---------- MATERIAL FOR THIS TASK ----------

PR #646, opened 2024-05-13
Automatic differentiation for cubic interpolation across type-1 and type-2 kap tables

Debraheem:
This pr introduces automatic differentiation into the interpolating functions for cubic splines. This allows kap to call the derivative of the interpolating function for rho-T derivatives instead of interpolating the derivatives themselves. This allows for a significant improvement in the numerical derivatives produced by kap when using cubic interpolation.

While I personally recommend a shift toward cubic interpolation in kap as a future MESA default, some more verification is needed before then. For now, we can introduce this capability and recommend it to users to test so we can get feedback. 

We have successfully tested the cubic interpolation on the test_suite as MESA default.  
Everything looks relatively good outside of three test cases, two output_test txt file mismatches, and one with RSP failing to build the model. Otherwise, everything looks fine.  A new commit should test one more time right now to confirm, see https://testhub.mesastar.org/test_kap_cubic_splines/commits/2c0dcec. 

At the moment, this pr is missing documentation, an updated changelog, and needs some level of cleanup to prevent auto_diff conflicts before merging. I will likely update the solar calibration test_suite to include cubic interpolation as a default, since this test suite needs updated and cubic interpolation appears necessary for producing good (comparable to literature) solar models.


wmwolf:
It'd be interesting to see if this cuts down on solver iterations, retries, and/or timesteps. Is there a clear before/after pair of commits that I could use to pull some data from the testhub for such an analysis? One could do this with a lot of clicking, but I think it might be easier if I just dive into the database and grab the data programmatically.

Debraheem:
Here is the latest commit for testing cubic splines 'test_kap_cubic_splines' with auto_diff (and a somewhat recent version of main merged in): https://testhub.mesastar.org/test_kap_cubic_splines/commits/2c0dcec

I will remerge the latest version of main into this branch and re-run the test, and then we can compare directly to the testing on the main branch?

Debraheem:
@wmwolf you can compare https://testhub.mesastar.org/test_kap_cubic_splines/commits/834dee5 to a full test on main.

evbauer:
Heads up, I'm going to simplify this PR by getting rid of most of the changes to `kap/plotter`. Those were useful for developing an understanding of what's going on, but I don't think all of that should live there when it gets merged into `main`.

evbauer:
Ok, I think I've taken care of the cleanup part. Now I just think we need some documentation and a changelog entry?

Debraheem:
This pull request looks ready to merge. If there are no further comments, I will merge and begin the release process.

----------
---------- MATERIAL FOR THIS TASK ----------

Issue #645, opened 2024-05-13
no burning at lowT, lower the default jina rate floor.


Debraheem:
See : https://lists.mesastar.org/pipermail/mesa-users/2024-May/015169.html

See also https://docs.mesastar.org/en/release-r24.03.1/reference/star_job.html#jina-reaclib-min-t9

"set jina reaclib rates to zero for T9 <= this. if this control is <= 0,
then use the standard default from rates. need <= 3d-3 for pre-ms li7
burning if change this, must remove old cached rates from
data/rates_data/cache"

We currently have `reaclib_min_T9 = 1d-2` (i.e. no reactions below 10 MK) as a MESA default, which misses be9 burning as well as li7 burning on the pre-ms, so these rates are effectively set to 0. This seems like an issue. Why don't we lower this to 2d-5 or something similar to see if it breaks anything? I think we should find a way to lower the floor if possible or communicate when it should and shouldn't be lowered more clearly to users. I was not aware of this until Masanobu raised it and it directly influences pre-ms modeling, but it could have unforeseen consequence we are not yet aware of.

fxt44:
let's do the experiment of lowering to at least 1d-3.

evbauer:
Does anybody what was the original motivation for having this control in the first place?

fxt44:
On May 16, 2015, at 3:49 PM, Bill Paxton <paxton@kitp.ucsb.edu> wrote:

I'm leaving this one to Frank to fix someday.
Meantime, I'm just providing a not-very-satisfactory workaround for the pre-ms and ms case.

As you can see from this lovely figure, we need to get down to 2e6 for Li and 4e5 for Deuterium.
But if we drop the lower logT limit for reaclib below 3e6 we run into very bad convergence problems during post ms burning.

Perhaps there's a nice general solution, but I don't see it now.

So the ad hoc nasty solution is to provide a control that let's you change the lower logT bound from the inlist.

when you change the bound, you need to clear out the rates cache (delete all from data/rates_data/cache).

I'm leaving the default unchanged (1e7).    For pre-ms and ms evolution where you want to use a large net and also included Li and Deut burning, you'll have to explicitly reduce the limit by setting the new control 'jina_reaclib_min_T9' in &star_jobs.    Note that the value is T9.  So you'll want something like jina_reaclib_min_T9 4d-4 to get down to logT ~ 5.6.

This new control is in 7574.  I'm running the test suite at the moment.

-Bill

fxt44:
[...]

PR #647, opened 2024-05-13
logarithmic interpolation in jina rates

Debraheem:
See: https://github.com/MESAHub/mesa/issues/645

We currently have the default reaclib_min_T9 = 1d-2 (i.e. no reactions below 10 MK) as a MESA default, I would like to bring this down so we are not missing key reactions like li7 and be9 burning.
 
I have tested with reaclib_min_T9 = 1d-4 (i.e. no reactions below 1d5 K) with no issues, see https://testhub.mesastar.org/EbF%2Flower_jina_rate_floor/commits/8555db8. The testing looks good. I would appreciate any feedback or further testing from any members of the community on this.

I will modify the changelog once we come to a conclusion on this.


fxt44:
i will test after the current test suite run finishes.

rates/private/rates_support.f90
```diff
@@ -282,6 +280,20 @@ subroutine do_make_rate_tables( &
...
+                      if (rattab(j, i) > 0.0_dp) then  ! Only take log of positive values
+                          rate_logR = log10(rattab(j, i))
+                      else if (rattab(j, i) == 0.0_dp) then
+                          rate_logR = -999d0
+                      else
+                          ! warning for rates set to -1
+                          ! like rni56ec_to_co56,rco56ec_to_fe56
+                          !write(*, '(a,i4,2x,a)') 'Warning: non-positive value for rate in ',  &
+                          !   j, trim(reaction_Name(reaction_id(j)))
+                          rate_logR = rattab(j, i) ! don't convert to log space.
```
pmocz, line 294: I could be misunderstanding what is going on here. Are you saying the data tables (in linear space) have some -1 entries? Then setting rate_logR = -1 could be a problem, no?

----------

WHAT TO PRODUCE: Please say how many lines in the records above contain the word "tested", giving the number alone.

EXERCISE OUTPUT: 2